An introduction to ML(n)BiCGStab

TL;DR

ML(n)BiCGStab is a Krylov subspace method bridging BiCGStab and GMRES, offering improved stability and convergence for large sparse non-symmetric systems, with demonstrated computational efficiency and lower storage needs.

Contribution

The paper introduces ML(n)BiCGStab, a new Krylov method that unifies and extends BiCGStab and GMRES, including a novel algorithm with A-transpose and practical implementation details.

Findings

ML(n)BiCGStab reduces computational time by over 60% compared to BiCGStab.

It offers better stability and convergence for ill-conditioned problems.

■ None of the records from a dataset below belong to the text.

PR #25038, opened 2026-01-29
fix(core): Support reconnecting on Redis failover

mfsiega:
## Summary

If the Redis server fails over, it will start to throw `READONLY` errors when you try to write because you're trying to write to a readonly server. In this case, the client should reconnect.

By default this doesn't happen, so we leave this disabled by default as well, but we expose an option to enable it. 

https://linear.app/n8n/issue/CAT-2240/n8n-fails-to-reconnect-after-redisvalkey-failover-in-multi-az-setup

## Review / Merge checklist

- [ ] Tests included. 


packages/@n8n/config/src/configs/scaling-mode.config.ts
```diff
@@ -88,6 +88,10 @@ class RedisConfig {
 	/** TCP keep-alive interval in milliseconds. */
 	@Env('QUEUE_BULL_REDIS_KEEP_ALIVE_INTERVAL')
 	keepAliveInterval: number = 5000;
+
+	/** Whether to reconnect to Redis on READONLY errors i.e., failover events. */
+	@Env('QUEUE_BULL_REDIS_RECONNECT_ON_FAILOVER')
+	reconnectOnFailover: boolean = false;
```
ivov: Why are we not enabling this by default?

packages/cli/src/services/redis-client.service.ts
```diff
@@ -160,10 +169,21 @@ export class RedisClientService extends TypedEmitter<RedisEventMap> {
...
+			options.reconnectOnError = (redisErr: Error) => {
+				const targetError = 'READONLY';
+				if (redisErr.message.includes(targetError)) {
+					this.logger.warn('Reconnecting to Redis due to READONLY error (possible failover event)');
+					return true;
+				}
+				return false;
+			};
+		}
+
```
ivov, line 189: So if a write e.g. to enqueue a Bull job fails and we fail over that job is lost forever? Should we resend the failed write as well?

> This feature is useful when using Amazon ElastiCache instances with Auto-failover disabled. On these instances, test your reconnectOnError handler by manually promoting the replica node to the primary role using the AWS console. The following writes fail with the error READONLY. Using reconnectOnError, we can force the connection to reconnect on this error in order to connect to the new master. Furthermore, if the reconnectOnError returns 2, ioredis will resend the failed command after reconnecting.

https://github.com/redis/ioredis

packages/@n8n/config/src/configs/scaling-mode.config.ts
mfsiega: Generally just to follow the underlying ioredis defaults; but in this case it seems very harmless to enable this by default, so 👍

packages/cli/src/services/redis-client.service.ts
mfsiega: Nice! Can't hurt.

ivov (approved):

Requires only O(nN) storage, avoiding restart strategies needed in GMRES.

Abstract

ML(n)BiCGStab is a Krylov subspace method for the solution of large, sparse and non-symmetric linear systems. In theory, it is a method that lies between the well-known BiCGStab and GMRES/FOM. In fact, when n = 1, ML(1)BiCGStab is BiCGStab and when n = N, ML(N)BiCGStab is GMRES/FOM where N is the size of the linear system. Therefore, ML(n)BiCGStab is a bridge that connects the Lanczos-based BiCGStab and the Arnoldi-based GMRES/FOM. In computation, ML(n)BiCGStab can be much more stable and converge much faster than BiCGStab when a problem with ill-condition is solved. We have tested ML(n)BiCGStab on the standard oil reservoir simulation test data called SPE9 and found that ML(n)BiCGStab reduced the total computational time by more than 60% when compared to BiCGStab. Tests made on the data from Matrix Market also support the superiority of ML(n)BiCGStab over BiCGStab. Because of the O(N^2) storage requirement in the full GMRES, one has to adopt a restart strategy to get the storage under control when GMRES is implemented. In comparison, ML(n)BiCGStab is a method with only O(nN) storage requirement and therefore it does not need a restart strategy. In this paper, we introduce ML(n)BiCGStab (in particular, a new algorithm involving A-transpose), its relations to some existing methods and its implementations.